The third card I pulled said ‘Kick Up Your Heals’ it has a picture of a unicorn on it having a grand ol’ time, this card was a reminder to have a good time today, asking me to laugh, play and dance and not take things so seriously. This does sound like a great day according to the cards. I accepted them at face value and as I walked away, I left them sit there in the face up in the layout I had used. I wasn’t quite sure what it is that I was supposed to write about. I put my laundry baskets down and thought, “I am going to pull one more card and ask them just what it is I am supposed to be writing about on Christmas?”

The next card that came up was ‘Follow Your Dreams’ its description reminded me that it is up to me to make time in my schedule for what is important to me. To do that I must make time to write, even on Christmas day, I did have a small amount of time that I am able to sit and write before the festivities commence. I felt the cards were telling me it is going to be a great day and I get time to write a little too.

Here is the thing, I have noticed I will sometimes blame other people for taking up my time, yet I also like to forget its up to me to turn off the television, put down the smart phone and focus on what it is that makes me happy which is writing. Writing does not feel like work to me, it really feels like art to me, I feel like I am able to express myself, my thoughts, feelings and emotions, in a way that people will truly understand. When I write I can choose what it is I feel like writing about or sometimes I will draw a card, and ask the Universe what the topic of today should be.
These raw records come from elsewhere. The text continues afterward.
PR #929, opened 2016-10-09
Removing Doc2Vec defaults so that it won't override Word2Vec defaults. fix #795

### LINKED ISSUE #795: Doc2Vec defaults shouldn't override Word2Vec defaults without good reason

markroxor:
Removing Doc2Vec defaults so that it won't override Word2Vec defaults.

### DIFF
--- a/gensim/models/doc2vec.py
+++ b/gensim/models/doc2vec.py
@@ -529,7 +529,7 @@ class Doctag(namedtuple('Doctag', 'offset, word_count, doc_count')):
 
 class Doc2Vec(Word2Vec):
     """Class for training, using and evaluating neural networks described in http://arxiv.org/pdf/1405.4053v2.pdf"""
-    def __init__(self, documents=None,
+    def __init__(self, documents=None,dm_mean=None,
                  dm=1, dbow_words=0, dm_concat=0, dm_tag_count=1,
                  docvecs=None, docvecs_mapfile=None, comment=None, trim_rule=None, **kwargs):
         """
@@ -600,9 +600,8 @@ class Doc2Vec(Word2Vec):
 
         """
 
-
         super(Doc2Vec, self).__init__(
-            sg=(1 + dm) % 2,
+            sg=(1 + dm) % 2, dm_mean=dm_mean,
             null_word=dm_concat, **kwargs)
 
         self.dbow_words = dbow_words
--- a/gensim/models/doc2vec.py
+++ b/gensim/models/doc2vec.py
@@ -529,7 +529,7 @@ class Doctag(namedtuple('Doctag', 'offset, word_count, doc_count')):
 
 class Doc2Vec(Word2Vec):
     """Class for training, using and evaluating neural networks described in http://arxiv.org/pdf/1405.4053v2.pdf"""
-    def __init__(self, documents=None,dm_mean=None,
+    def __init__(self, documents=None, dm_mean=None,
                  dm=1, dbow_words=0, dm_concat=0, dm_tag_count=1,
                  docvecs=None, docvecs_mapfile=None, comment=None, trim_rule=None, **kwargs):
         """
@@ -601,8 +601,11 @@ class Doc2Vec(Word2Vec):
         """
 
         super(Doc2Vec, self).__init__(
-            sg=(1 + dm) % 2, dm_mean=dm_mean,
+            sg=(1 + dm) % 2,
             null_word=dm_concat, **kwargs)
+
+        if dm_mean is not None:
+            self.cbow_mean = dm_mean
 
         self.dbow_words = dbow_words
         self.dm_concat = dm_concat
--- a/gensim/models/doc2vec.py
+++ b/gensim/models/doc2vec.py
@@ -529,9 +529,8 @@ class Doctag(namedtuple('Doctag', 'offset, word_count, doc_count')):
 
 class Doc2Vec(Word2Vec):
     """Class for training, using and evaluating neural networks described in http://arxiv.org/pdf/1405.4053v2.pdf"""
-    def __init__(self, documents=None, size=300, alpha=0.025, window=8, min_count=5,
-                 max_vocab_size=None, sample=0, seed=1, workers=1, min_alpha=0.0001,
-                 dm=1, hs=1, negative=0, dbow_words=0, dm_mean=0, dm_concat=0, dm_tag_count=1,
+    def __init__(self, documents=None,
+                 dm=1, dbow_words=0, dm_concat=0, dm_tag_count=1,
                  docvecs=None, docvecs_mapfile=None, comment=None, trim_rule=None, **kwargs):
         """
         Initialize the model from an iterable of `documents`. Each document is a
@@ -601,9 +600,8 @@ class Doc2Vec(Word2Vec):
 
         """
 
+
         super(Doc2Vec, self).__init__(
-            size=size, window=window, min_count=min_count,
-            sample=sample, workers=workers,
             sg=(1 + dm) % 2,
             null_word=dm_concat, **kwargs)
 
@@ -612,8 +610,7 @@ class Doc2Vec(Word2Vec):
         self.dm_tag_count = dm_tag_count
         if self.dm and self.dm_concat:
             self.layer1_size = (self.dm_tag_count + (2 * self.window)) * self.vector_size
-        else:
-            self.layer1_size = self.size
+
         self.docvecs = docvecs or DocvecsArray(docvecs_mapfile)
         self.comment = comment
         if documents is not None:
--- a/gensim/models/doc2vec.py
+++ b/gensim/models/doc2vec.py
@@ -529,9 +529,9 @@ class Doctag(namedtuple('Doctag', 'offset, word_count, doc_count')):
 
 class Doc2Vec(Word2Vec):
     """Class for training, using and evaluating neural networks described in http://arxiv.org/pdf/1405.4053v2.pdf"""
-    def __init__(self, documents=None, size=300, alpha=0.025, window=8, min_count=5,
-                 max_vocab_size=None, sample=0, seed=1, workers=1, min_alpha=0.0001,
-                 dm=1, hs=1, negative=0, dbow_words=0, dm_mean=0, dm_concat=0, dm_tag_count=1,
+    def __init__(self, documents=None, size=300, alpha=0.025, min_count=5,
+                 max_vocab_size=None, seed=1, workers=1, min_alpha=0.0001,
+                 dm=1, dbow_words=0, dm_concat=0, dm_tag_count=1,
                  docvecs=None, docvecs_mapfile=None, comment=None, trim_rule=None, **kwargs):
         """
         Initialize the model from an iterable of `documents`. Each document is a
@@ -601,9 +601,9 @@ class Doc2Vec(Word2Vec):
 
         """
         super(Doc2Vec, self).__init__(
-            size=size, alpha=alpha, window=window, min_count=min_count, max_vocab_size=max_vocab_size,
-            sample=sample, seed=seed, workers=workers, min_alpha=min_alpha,
-            sg=(1+dm) % 2, hs=hs, negative=negative, cbow_mean=dm_mean,
+            size=size, alpha=alpha, min_count=min_count, max_vocab_size=max_vocab_size,
+            seed=seed, workers=workers, min_alpha=min_alpha,
+            sg=(1+dm) % 2,
             null_word=dm_concat, **kwargs)
         self.dbow_words = dbow_words
         self.dm_concat = dm_concat
--- a/gensim/models/doc2vec.py
+++ b/gensim/models/doc2vec.py
@@ -529,7 +529,9 @@ class Doctag(namedtuple('Doctag', 'offset, word_count, doc_count')):
 
 class Doc2Vec(Word2Vec):
     """Class for training, using and evaluating neural networks described in http://arxiv.org/pdf/1405.4053v2.pdf"""
-    def __init__(self, documents=None, dm=1, dbow_words=0, dm_concat=0, dm_tag_count=1,
+    def __init__(self, documents=None, size=300, alpha=0.025, window=8, min_count=5,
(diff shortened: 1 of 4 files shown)


markroxor:
@gojomo please review.

gojomo:
Some thoughts: 

* even though I can click through to #795, it helps to have a more-descriptive PR title to establish context
* this is a good start – but looks to be still failing auto testing, and it's best for that to be resolved before giving close human review
* it looks like PR #927 is tacking the same issue – are you both at the same sprint?

markroxor:
@gojomo 
I've added a relevant PR description, sorry about that.
I just need a little help, the Travis CI traceback suggets that -
`Traceback (most recent call last):
  File "/home/travis/build/RaRe-Technologies/gensim/gensim/test/test_doc2vec.py", line 190, in test_dmm_hs
    alpha=0.05, min_count=2, iter=20)
  File "/home/travis/build/RaRe-Technologies/gensim/gensim/models/doc2vec.py", line 603, in __init__
    null_word=dm_concat, **kwargs)
TypeError: __init__() got an unexpected keyword argument 'dm_mean'`

I don't get the error. There is no "dm_mean" variable in either word2vec.py or doc2vec.py. Am I missing something? 
thanks

gojomo:
There *was* a `dm_mean` before your edits, and the tests passed then – so look at the effects of that change!

markroxor:
In #795 it was said that 

>  ideally by not specifying them at all (to avoid duplication). This probably means removing those params from the __init__() signature

but according to the CI test files, in this [line](https://github.com/RaRe-Technologies/gensim/blob/develop/gensim/test/test_doc2vec.py#L189) we have to initialize params like dm_mean, window etc. So to implement this either we can change the test files or hard-code the default params from `word2vec.py` file in the `__init__` method of `doc2vec.py`.

gojomo:
The added description is helpful – but a descriptive title (as edited atop the PR page) is even better, as it then appears in the Github list/notification views. 

`dm_mean` is the trickiest parameter, as it is essentially a synonym for `cbow_mean` but still (like the others) should only override the default if explicitly specified by the caller. 

We don't want to change the tests – holding them stable through any changes helps assure us that we're not totally breaking user code. (We're still altering the effective default, which may affect user results.)

Hard-coding `dm_mean` to have the same value as `Word2Vec.__init__(cbow_mean)` kind-of works, but means the same default is redundantly declared in two places, and any future changes would require two edits. (The best fix would keep it in a single place.)

markroxor:
Okay things are more easier then. My approach is to leave the params of `__init__` of `doc2vec.py` as it is and remove only the overriding params from [this method](https://github.com/RaRe-Technologies/gensim/blob/develop/gensim/models/doc2vec.py#L603). Such that all the common params are now inherited from `word2vec.py` now checks are failing with this new error
`RuntimeError: you must first build vocabulary before training the model`. 
Strange.
I guess there is something else wrong with code.

gensim/models/doc2vec.py
```diff
@@ -600,18 +600,20 @@ def __init__(self, documents=None, size=300, alpha=0.025, window=8, min_count=5,
           of the model.
 
         """
+
         super(Doc2Vec, self).__init__(
-            size=size, alpha=alpha, window=window, min_count=min_count, max_vocab_size=max_vocab_size,
-            sample=sample, seed=seed, workers=workers, min_alpha=min_alpha,
-            sg=(1+dm) % 2, hs=hs, negative=negative, cbow_mean=dm_mean,
+            size=size, window=window, min_count=min_count,
+            sample=sample, workers=workers,
```
gojomo: If `size`, `window`, `min_count`, `sample`, and `workers` all use the same defaults as Word2Vec, there's no need to re-specify them in this method signature nor pass to the call of superclass `__init__()`.

gensim/models/word2vec.py
```diff
@@ -459,6 +459,7 @@ def __init__(
         self.total_train_time = 0
         self.sorted_vocab = sorted_vocab
         self.batch_words = batch_words
+        self.size = size
```
gojomo: This new instance variable seems unnecessary; better to consult existing `layer1_size`.

markroxor: okay I will remove [this line](https://github.com/markroxor/gensim/blob/4b27d3687971ea45bc950f877c1bb0fb208e4ca4/gensim/models/doc2vec.py#L616) instead.

gensim/models/doc2vec.py
gojomo: The goal of issue #795 is to harmonize these defaults, unless there is a specific reason for the Doc2Vec defaults to differ. (Is there a reason to prefer `size=300', 'window=8', `sample=0', or 'workers=1` as being more-sensible defaults in Doc2Vec?) And something like `min_count=5` already matches Word2Vec – so no need to redundantly specify it again.

markroxor: No that is definitely not the case, in the previous commit that I submitted I removed these variables too but the Travis build seem to fail. Maybe we need to change the tests as well. What do you advice?

gojomo: It would depend specifically on what tests fail and why. (Looking at the failures at that time, it looks the problem was you retained a reference to `size` that was no longer valid: you'd taken our too little, not too much.) If at all possible, the tests shouldn't change: they help confirm that the refactoring didn't break anything else. But it might be the case that a test was dependent on the old defaults, and if that's the case, it could be appropriate to adjust the test as a last resort.

markroxor: For initialising the default params of doc2vec if I remove all the params passed on to super(Doc2Vec, self).init(....). In that case even if you pass some parameter to doc2vec. Suppose "workers", even in that case self.workers for both word2vec and doc2vec will be defaulted to 3(the default param of word2vec ). which implies that not passing the parameters at all to super(Doc2Vec, self).init(....) results in taking the default params of word2vec irrespective of whatever params you pass.
In the case when you pass all the params to super(Doc2Vec, self).init(size=size,alpha=alpha...) the default params of doc2vec will always be considered.
and defaults of word2vec will never be used.
I did some digging, but could not find a way (and possibly no way exist) to know whether the param is the default one or passed explicitly by the user.
I want to know your opinion about this.

gojomo: The use of `**kwargs` handles this. If you pass `workers=5` to Doc2Vec, if it's not explicitly declared in the `__init__()` signature, it stays in the `kwargs` dict. That's then passed to the superclass `__init__()` – overriding the default of 3. So the desired effect is achieved: shared defaults exist in one place (Word2Vec), but calls to either can override with an explicit valiue. 

(As noted in a prior comment, only `dm_mean` is especially tricky, needing a different approach, because it's a de facto synonym for `cbow_mean`. The goal is to have it so that if `dm_mean` is unspecified, the default Word2Vec `cbow_mean` value is operative, but if specified, it sets `cbow_mean` to the specified value. It's definitely also possible, and a solution might rely on the fact `kwargs` is a normal dict.)

markroxor:
@gojomo there is an issue with the travis build. My builds pass perfectly [here](https://travis-ci.org/markroxor/gensim/builds/169148331). Please have a look at #957 and travis issue [#6751](https://github.com/travis-ci/travis-ci/issues/6751)

gensim/test/test_wikicorpus.py
```diff
@@ -30,10 +30,11 @@ def setUp(self):
         wc = WikiCorpus(datapath(FILENAME))
 
     def test_get_texts_returns_generator_of_lists(self):
+
```
gojomo: No real reason to have these whitespace changes in this unrelated patch.

gensim/test/test_doc2vec.py
```diff
@@ -168,15 +171,15 @@ def model_sanity(self, model):
     def test_training(self):
         """Test doc2vec training."""
         corpus = DocsLeeCorpus()
-        model = doc2vec.Doc2Vec(size=100, min_count=2, iter=20)
+        model = doc2vec.Doc2Vec(size=100, min_count=2, iter=20, window=8, sample=0.01, workers=1)
```
gojomo: Working with a tiny corpus, `workers=1` is a good idea (and I believe what most of the Word2Vec tests do. Were the other two parameter changes also necessary for the test to pass? (If not, better to test the new defaults.)

gensim/test/test_doc2vec.py
```diff
@@ -168,15 +171,15 @@ def model_sanity(self, model):
...
         model.build_vocab(corpus)
         self.assertEqual(model.docvecs.doctag_syn0.shape, (300, 100))
         model.train(corpus)
 
         self.model_sanity(model)
 
         # build vocab and train in one step; must be the same as above
-        model2 = doc2vec.Doc2Vec(corpus, size=100, min_count=2, iter=20)
+        model2 = doc2vec.Doc2Vec(corpus, size=100, min_count=2, iter=20, window=8, sample=0.01, workers=1)
```
gojomo: As above, `workers=1` is good but the other parameters should only be added if definitely necessary.

gensim/test/test_wikicorpus.py
markroxor: It was suggested by Lev to leave a blank line to pass the Travis build. I am not sure why.

gensim/test/test_doc2vec.py
```diff
@@ -84,10 +84,11 @@ def test_int_doctags(self):
         """Test doc2vec doctag alternatives"""
         corpus = DocsLeeCorpus()
 
-        model = doc2vec.Doc2Vec(min_count=1)
+        size = 300
+        model = doc2vec.Doc2Vec(min_count=1, size=size)
```
gojomo: If these tests would succeed with the new (inherited) default size of 100, it'd be better to run them that way – and then test the internal array sizes for either matching '100' or (perhaps simply to verify internal self-consistency) 'model.vector_size'.

gensim/test/test_doc2vec.py
```diff
@@ -106,11 +107,13 @@ def test_string_doctags(self):
         # force duplicated tags
         corpus = corpus[0:10] + corpus
 
-        model = doc2vec.Doc2Vec(min_count=1)
+        size = 300
+        model = doc2vec.Doc2Vec(size=size, min_count=1)
```
gojomo: As above, though holding test params constant for at least one cycle was useful, if new-default value would also work as suitable test, best to have it be the value going forward.

gensim/test/test_doc2vec.py
markroxor: Seem to fail with the previous value.

gensim/test/test_doc2vec.py
markroxor: This too, seem to fail with the size = 100.

gensim/test/test_doc2vec.py
markroxor: Tests work fine without them so removed the other two params.

gensim/models/word2vec.py
```diff
@@ -460,6 +459,11 @@ def __init__(
         self.sorted_vocab = sorted_vocab
         self.batch_words = batch_words
 
+        if "dm_mean" in kwargs:
+            self.cbow_mean = int(kwargs["dm_mean"])
+        else:
+            self.cbow_mean = int(cbow_mean)
+
```
markroxor: okay

gensim/test/test_wikicorpus.py
tmylk: It should be removed. it was just a travis ping.

markroxor:
The build pass perfectly in my [forked repo's Travis](https://travis-ci.org/markroxor/gensim/builds/169185272).

gensim/test/test_doc2vec.py
gojomo: There's both a 300 (count of text examples, length of `syn0`) that needs to be tested, and a 100 (dimensionality of individual vectors) - you've combined them both into `size`. These tests will pass at default (100) dimensionality, as long as you're not asserting the example-count is also 100.

gojomo:
Yes, there's a test that's often hanging on Python 2.7 that's unrelated to your changes (TestWikiCorpus.test_first_element). I've made a separate issue for that (#971). (It may be that forcing re-tries will cause it to eventually succeed; it may be that something unique on the test machine is now causing it to reliably fail; in either case, when you see a failure there, it's not the fault of your changes.)

Regarding the handling of `dm_mean`, your latest changes still have the Word2Vec class interpreting a `dm_mean` parameter, and accepting incorrect/misspelled parameters without error. The best fix would keep all knowledge of `dm_mean` inside Doc2Vec, and still error for completely-bad parameters.

markroxor:
Removed `kwargs` argument and any trace of `dm_mean` from `word2vec`.

markroxor:
Ping @gojomo

tmylk:
Looks good to me. Waiting for @gojomo review.

piskvorky:
@tmylk:  @gojomo may be overloaded with github notifications (I know I am!), so probably best to ping him at Slack `#opensource` for anything urgent.

Same if my input is urgently needed anyway... though I'll munch through the notifications on my own, eventually.

gojomo:
Chnages all look good! The unrelated test timeout (wiki_corpus-related) means I'm not sure all Word2Vec/Doc2Vec tests have passed for the change, though.

markroxor:
Can you try restarting the build manually. The tests passed on my forked repo though.

tmylk:
@markroxor Please rebase to resolve merge conflicts.
Then ready to merge.

markroxor:
ping @tmylk

tmylk:
Thanks for the PR!

PR #944, opened 2016-10-12
Fix CellExecutionError in doc2vec-lee.ipynb. Solves issue #943

### LINKED ISSUE #943: Doc2Vec tutorial on the Lee Dataset does not execute correctly with python2.7
While testing the doc2vec-lee.ipynb notebook using python-2.7, the following line causes a problem:
`
with open(fname, encoding="iso-8859-1") as f:
`
This is because, in python 3, open() and io.open() are the same and allow specification of the encoding as a parameter. This is not the case in python 2.6/2.7. 

So, we need to explicitly specify io.open() for it to work correctly.

mon95:
Changed open() to explicitly specify io.open() to ensure correct execution of cells while using python 2.6/2.7. Fixes #943.

### DIFF
--- a/docs/notebooks/doc2vec-lee.ipynb
+++ b/docs/notebooks/doc2vec-lee.ipynb
@@ -18,7 +18,7 @@
     "import gensim\n",
     "import os\n",
     "import collections\n",
-    "import io\n",
+    "import smart_open\n",
     "import random"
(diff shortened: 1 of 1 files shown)


tmylk:
Thanks for the PR!

PR #1084, opened 2017-01-10
Lazy formatting in evaluate_word_pairs

akutuzov:
As requested in #1079.


tmylk:
Thanks for changing to hanging indent.

PR #1099, opened 2017-01-20
Phrases and Phraser allow a generator corpus

ELind77:
Allow Phrases and Phraser models to take a generator
function/expression as input to the transformation method. Previously,
only indexable iterables could be used which is problematic for large
corpora.

Add additional tests to test_phrases using a generator as input.

I was trying to build a Phrases model with a corpus bigger than 1GB.  My corpora are always generators and usually that's fine with gensim but it didn't work this time so I fixed it.  The fix is basically just adding a function in [phrases.py](https://github.com/ELind77/gensim/blob/phrases_with_generator_corpus/gensim/models/phrases.py#L75) to do some more checking as to the type of the input.  It also accommodates a generator of generators in case each document/token is undergoing some kind of transformation as it's pulled through.

This PR does still need a small modification to the docstings in Phraser and Phrases in order to indicate that the input type can be a generator and not just a list but my rst isn't all that great.  Maybe if someone reviews this I could get a pointer on that?

### DIFF
--- a/gensim/test/test_phrases.py
+++ b/gensim/test/test_phrases.py
@@ -50,6 +50,19 @@ class TestPhrasesCommon(unittest.TestCase):
         self.bigram_utf8 = Phrases(sentences, min_count=1, threshold=1)
         self.bigram_unicode = Phrases(unicode_sentences, min_count=1, threshold=1)
 
+    def testEmptyInputsOnBigramConstruction(self):
+        """Test that empty inputs don't throw errors and return the expected result."""
+        # Empty list -> empty list
+        self.assertEqual(list(self.bigram_default[[]]), [])
+        # Empty iterator -> empty list
+        self.assertEqual(list(self.bigram_default[iter(())]), [])
+        # List of empty list -> list of empty list
+        self.assertEqual(list(self.bigram_default[[[], []]]), [[], []])
+        # Iterator of empty list -> list of empty list
+        self.assertEqual(list(self.bigram_default[iter([[], []])]), [[], []])
+        # Iterator of empty iterator -> list of empty list
+        self.assertEqual(list(self.bigram_default[(iter(()) for i in range(2))]), [[], []])
+
     def testSentenceGeneration(self):
         """Test basic bigram using a dummy corpus."""
         # test that we generate the same amount of sentences as the input
--- a/gensim/test/test_phrases.py
+++ b/gensim/test/test_phrases.py
@@ -38,6 +38,10 @@ sentences = [
 unicode_sentences = [[utils.to_unicode(w) for w in sentence] for sentence in sentences]
 
 
+def gen_sentences():
+    return ((w for w in sentence) for sentence in sentences)
+
+
 class TestPhrasesCommon(unittest.TestCase):
     """ Tests that need to be run for both Prases and Phraser classes."""
     def setUp(self):
@@ -50,6 +54,11 @@ class TestPhrasesCommon(unittest.TestCase):
         """Test basic bigram using a dummy corpus."""
         # test that we generate the same amount of sentences as the input
         self.assertEqual(len(sentences), len(list(self.bigram_default[sentences])))
+
+    def testSentenceGenerationWithGenerator(self):
+        """Test basic bigram production when corpus is a generator."""
+        self.assertEqual(len(list(gen_sentences())),
+                         len(list(self.bigram_default[gen_sentences()])))
 
     def testBigramConstruction(self):
         """Test Phrases bigram construction building."""
@@ -74,6 +83,20 @@ class TestPhrasesCommon(unittest.TestCase):
         self.assertTrue(u'graph_minors' in self.bigram[sentences[-2]])
         self.assertTrue(u'graph_minors' in self.bigram[sentences[-1]])
         self.assertTrue(u'human_interface' in self.bigram[sentences[-1]])
+
+    def testBigramConstructionFromGenerator(self):
+        """Test Phrases bigram construction building when corpus is a generator"""
+        bigram1_seen = False
+        bigram2_seen = False
+
+        for s in self.bigram[gen_sentences()]:
+            if not bigram1_seen and 'response_time' in s:
+                bigram1_seen = True
+            if not bigram2_seen and 'graph_minors' in s:
+                bigram2_seen = True
+            if bigram1_seen and bigram2_seen:
+                break
+        self.assertTrue(bigram1_seen and bigram2_seen)
 
     def testEncoding(self):
         """Test that both utf8 and unicode input work; output must be unicode."""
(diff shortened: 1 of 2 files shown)


gensim/test/test_phrases.py
```diff
@@ -75,6 +84,20 @@ def testBigramConstruction(self):
         self.assertTrue(u'graph_minors' in self.bigram[sentences[-1]])
         self.assertTrue(u'human_interface' in self.bigram[sentences[-1]])
 
+    def testBigramConstructionFromGenerator(self):
+        """Test Phrases bigram construction building when corpus is a generator"""
+        bigram1_seen = False
+        bigram2_seen = False
+
+        for s in self.bigram[gen_sentences()]:
+            if not bigram1_seen and 'response_time' in s:
```
tmylk: what would be lost if just `assert 'response_time'  in self.bigram[gen_sentences()]`

tmylk:
Would it be easier to modify `_apply` so that other methods can benefit from this as well?

gojomo:
I like the goal and thank you for including tests! But I'm concerned this seems a bit of a convoluted approach. It's got twisty conditionals, a catchall exception handler, and is named-like a predicate-function (`is_…`) but returns a tuple. 

Maybe it has to be, to continue to offer Phrase-ification via `__getitem__()` index-lookup, for multiply-shaped input types. The existing `is_single` test to achieve that is already kind of clunky, and the idea of treating phrase-ification as if it were a []-keyed-lookup has always been non-intuitive to me, though I know some other parts of the gensim API work similarly.

In the interest of explicitness/simplicity, what if `phrasify_one(sentence)` and `phrasify_many(sentences)` were explicit parts of the API, so the user of the code indicates what they expect done, rather than leaving it to a bunch of type-checking? 

If a `__getitem__()` accept-and-adapt-to-whatever entry point remains. I believe that peeking at the first item from the argument (which should always be iterable of some sort) should be enough. If it's a string, treat it as a single-text, and if it's anything else (generator or not), consider it an iterable-of-iterables. For example:
~~~
sent_iter = iter(sentences)
try:
    peek = sent_iter.next()
    sentences = it.chain([peek], sent_iter)  # restore sentences to include peeked item
except StopIteration:
    return []
# …switch behavior just on whether peek is string or anything-else…
~~~

gensim/test/test_phrases.py
ELind77: This is a cop-out, but I just copied the format of the [existing test](https://github.com/RaRe-Technologies/gensim/blob/develop/gensim/test/test_phrases.py#L54) :P

To stream-line that section you could do:
```python
assert len(set(['response_time', 'graph_minors']).intersection(set(it.chain.from_iterable(self.bigram[gen_sentences()])))) == 2
```

However, the current formulation in both my test and [testBigramConsturction](https://github.com/RaRe-Technologies/gensim/blob/develop/gensim/test/test_phrases.py#L54) short-circuits so that it doesn't have to go through the entire input.  This would allow longer test corpora in the future.  

In either case, I didn't want to question or rethink the work of whoever designed the tests originally, I just wanted to make sure my changes were non-breaking.  Do you want me to change the tests?

ELind77:
@tmylk I don't think there's any problem with `_apply`.  The issue is [here](https://github.com/RaRe-Technologies/gensim/blob/develop/gensim/models/phrases.py#L250), when Phrases/Phraser checks if the input is a single document or a corpus.

@gojomo I think you're right, it's convoluted, I was more concerned with changing as little of the existing code as possible than with making the new approach clear.  I think your proposed `peek` with `phrasiphy_one` and `phraseiphy_many` is the better approach.  Is there any argument for tying to unify `Phrases` and `Phraser`?  The `phrasiphy_one` code would be sooo close but not quite close enough to actually be easy to do well.

Also, should the docstings for `__getitem__` be modified to indicate more versatile input types?  E.g. here: https://github.com/RaRe-Technologies/gensim/blob/develop/gensim/models/phrases.py#L231

Last question, should I merge my branch back in to my fork's develop branch?

tmylk:
@ELind77 This PR won't be merged as it is. Waiting for an improvement with `phrasify_one/many` .

piskvorky:
My suggestion would be to only have one `transform()` function, which accepts a stream of multiple items (here, sentences). Calling it on one sentence is just `transform([one_sentence])`, no need to clutter the API.

And yes, we could offer a similar function (called `transform` to keep in sync with sklearn terminology) in other modules too, in addition to the existing `[ ]` notation.

ELind77:
After going back and looking at the code again I don't think it makes sense to change the public API.  I think it's better and more consistent to keep the API exactly as it is.  

I think the main issue @gojomo pointed out is the complexity of `_is_single`.  In order to improve that I took a look at how `TfidfModel` does it and was pleasantly surprised when I discovered that [utils.is_corpus](https://github.com/RaRe-Technologies/gensim/blob/develop/gensim/utils.py#L581) behaves in exactly the same way as my `_is_single` function.  I think we can resolve the problems pointed out above by simplifying `_is_single` (I can make it public too if that's preferable) and giving it a contract and documentation like `is_corpus` has in the utilities.

A simple modification to @gojomo's code with some documentation inspired by `is_corpus` give this:

```python
def _is_single(obj):
    """
    Check whether `obj` is a single document or an entire corpus.
    Returns (is_single, new) 2-tuple, where `new` yields the same
    sequence as `obj`.

    `obj` is a single document if it is an iterable of strings.  It
    is a corpus if it is an iterable of documents.
    """
    obj_iter = iter(obj)
    try:
        peek = obj_iter.next()
        obj_iter = it.chain([peek], obj_iter)
    except StopIteration:
        # An empty object is a single document
        return True, obj
    if isinstance(peek, string_types):
        # It's a document, return
        return True, obj_iter
    else:
        return False, obj_iter
```

What do you guys think?  I think the naming could use some tweaking, but it is exactly the same problem and solution that `is_corpus` solves for raw inputs instead of transformed corpora.

tmylk:
@ELind77 Looks concise. Would you like to update the PR with that version?
The change return order to `is_single, sentence` is also good idea to match `is_corpus`.

Adding a test for `self.bigram[[]]` would be good too

ELind77:
@tmylk I've pushed the changes to `_is_single`.  What were the changes you wanted me to make to the tests?  My original PR adds two tests that repeat some of the existing test functions with a generator input instead of lists.

ELind77:
I took a look at the error from travis and it looks like one of my tests is failing for python 3.x but I'm not sure why.  Something different in the way 3.x handles generator expressions perhaps?

tmylk:
`next` is different between Python 2 and 3
```
from six import next
next(g)
```

And an explicit test that no ouput and no exception is received for an empty input `[]` is needed: `self.bigram[[]]`

ELind77:
Ok, changes made and test added.  

I also removed the TODO comments in `phrases.py` concerning the docstrings as I think the existing module documentation already implies that the phrase models are consistent with iterators.

tmylk:
@ELind77 Thanks for the PR!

Today I see that the cards were doing double duty, reminding me that Following my Dreams should not take a time out just because its Christmas. The message I received from my Oracle card reading this morning is a reminder that Christmas is a magical day full of love energy that could be harnessed and carried into my work. Really? If you say so, I’ll bite. My phone keeps binging with texts from family and friends sending my holiday wishes, the ham is in the oven and I am enjoying writing on the sofa with my dogs Gus and Hank, before the celebration and games begin. This is the peace in the day that helps me mesh chasing my dreams with loving the opportunity and time I get to spend with my family

The oracle cards reminded me to that I don’t need the enchantment of Christmas day energy to enjoy the blessing in my life or as a reason to take time out of my day to chase my dreams, I can smoosh them all together and make my life magical every day. All I must do is give myself permission, be persistent and loyal to the time I spend on what brings me joy. It is up to me to make time for my dreams, my quiet time, my family, pets and friends. When I have days that I can balance them all like I am today, it does feel like I am living a charmed life. I could get used to this.

Yet we know time moves forward and eventually there will be days that will be the opposite of fairy-tale life. It is the reason why we must live to the fullest by enjoying the miraculous life that is ours right now today. I will do what the cards suggest, I will use my creative expression to merge all that I love including writing, into my day. I will count three reasons or maybe even more of what I love about each of my family members helping us to grow family harmony and my love for each of them.

Next, I will kick up me heals, laugh, dance and celebrate the breathtaking beauty in my life surrounding me right now today. Finally, I choose to make time to follow my dreams, hoping that the power of my thankfulness reaches you as you read these words. May the blessings from The Spirit of Christmas be with you through out the rest of your ordinary days into the New Year.